# wlan0 problem (SOLVED)

## JC99

Hello everyone,

I am using this guide (with ethernet bridging and baselayout 1.12.13) to configure my system as a wireless access point. When I run vanilla-sources 2.6.32.9 everything is fine. In fact things have been fine for the past 6 months with various kernels.

I just updated my kernel to vanilla-sources 2.6.33.5 and I get these errors while my system is starting up

 *Quote:*   

> can't add wlan0 to bridge br0: Operation not supported
> 
> ERROR: cannot start hostapd as net.br0 could not start

 

Does anyone know what the problem could be and how I fix it?Last edited by JC99 on Sun Jun 27, 2010 10:06 pm; edited 1 time in total

----------

## BradN

Is your wireless still appearing at wlan0 or has it perhaps changed to eth0 or wlan1?  Perhaps this could be the problem.

----------

## JC99

Thanks for the suggestion but unfortunately that didn't solve the problem.

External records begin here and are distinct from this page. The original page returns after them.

PR #2274, opened 2022-11-01
ProxyEditItem test cases

KetineniM:
JEST/RTL test cases for ProxyEditItem

Reference: https://issues.folio.org/browse/UIU-2371


zburke (commented):
@KetineniM this a great start. Are you able to bump coverage over the 80% threshold by adding form-interactions with the status field?

mkuklis:
@KetineniM please re-open this directly under folio project and we should be able to wrap this up.

PR #2247, opened 2022-10-03
UIU-2688 leverage yarn.lock

zburke:
Leverage `yarn.lock` and `yarn install --frozen-lockfile` so we can choose the cadence of our updates, in particular for dev-deps, instead of being surprised by build failures whenever a third-party lib publishes a buggy release.

Refs [UIU-2688](https://issues.folio.org/browse/UIU-2688), [STRIPES-790](https://issues.folio.org/browse/STRIPES-790)

PR #2275, opened 2022-11-08
UIU-2421 - Increase code coverage

Terala-Priyanka:
## Purpose
Increase the code coverage by writing more tests
Issue: https://issues.folio.org/browse/UIU-2421

## Note
The unit tests already existed for src/views/UserDetail.js
I have improved the coverage to as much as possible by adding few tests.

### DIFF
--- a/CHANGELOG.md
+++ b/CHANGELOG.md
@@ -2,6 +2,8 @@
 
 ## 8.3.0 IN PROGRESS
 
+* create Jest/RTL test for UserDetail.js. Refs UIU-2421
+
 ## [8.2.0](https://github.com/folio-org/ui-users/tree/v8.2.0) (2022-10-24)
 [Full Changelog](https://github.com/folio-org/ui-users/compare/v8.1.0...v8.2.0)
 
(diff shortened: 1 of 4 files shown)


Terala-Priyanka:
I see yarn.lock is not included in .gitignore file and the repository also has one.
Thats probably the reason for having yarn.lock in the commit.
I have no clue why there it is without github:   :(
I just ran yarn install.
Could you help me with the way forward?

zburke:
@Terala-Priyanka: TL;DR: run `git checkout origin/master -- yarn.lock` to restore `yarn lock` from the `#master` branch, then add it, commit, and push. Since the file will now match the one on the `#master` branch, it will no longer be listed on the "Changed files" tab. 

Details: We will begin committing `yarn.lock` files in all repos to reduce the problems caused by accidental-breaking changes in third party libraries (here it was in PR #2247). The reasoning is detailed in [STRIPES-790](https://issues.folio.org/browse/STRIPES-790). To obey the `yarn.lock` file when installing dependencies in local development run `yarn --frozen-lockfile` instead of `yarn` or `yarn install`. 

Alternatively/in addition, instead of staging changes with `git add -a`, use something like `git add src` or `git add <filename>`. You can also remove a staged file with `git reset HEAD -- <filename>` if you accidentally modified `yarn.lock` and ran `git add ...` but haven't yet committed.

Terala-Priyanka:
Thank you @zburke
Restored yarn lock file.

mariia-aloshyna (approved):

PR #2280, opened 2022-11-16
UIU-2418: Include test cases for LoanProxyDetails

VSnehalatha:
Unit test cases for LoanProxyDetails.js
REFS: [UIU-2418](https://issues.folio.org/browse/UIU-2418)


zburke (changes requested):
This is a great start! 

Please add a check for the condition where, given `props.id`, `props.mutator.proxy.GET()` throws and therefore calls `props.showErrorCallout`. You just need to make sure that the function you pass in as `showErrorCallout` is called with expected translation key given on line 39.

zburke (approved):
100% ❤️ 👏 👏 👏

PR #2495, opened 2023-06-20
UIU-2895 correct subpermission for adding patron/loan notes

MikeTaylor:
Since the addition of the `/circulation/loans/{id}/add-info` WSAPI to mod-circulation, we use that to add patron and staff notes instead of doing a PUT to the loan object. As a result, the user-level permissions for adding patron and staff notes no longer require the high-powered `circulation.loans.item.put` subpermission, but do require the permission that guards the new API, `circulation.loans.add-info.post`.

Fixes UIU-2895.


nielserik (approved):
LGTM!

I have done some searching and came across 2 threads where others where having this same problem...

1) http://kerneltrap.org/mailarchive/linux-ath5k-devel/2010/3/21/6871553

2) http://lists.shmoo.com/pipermail/hostap/2010-January/020957.html

Apparently there has been a change in the kernel which causes my problem but I am at a loss on how I now configure my system as a wireless access point with bridging.

----------

## JC99

I came across this https://bugs.gentoo.org/show_bug.cgi?id=298824 which is the problem I am having. I followed what they said and everything appears to be working properly.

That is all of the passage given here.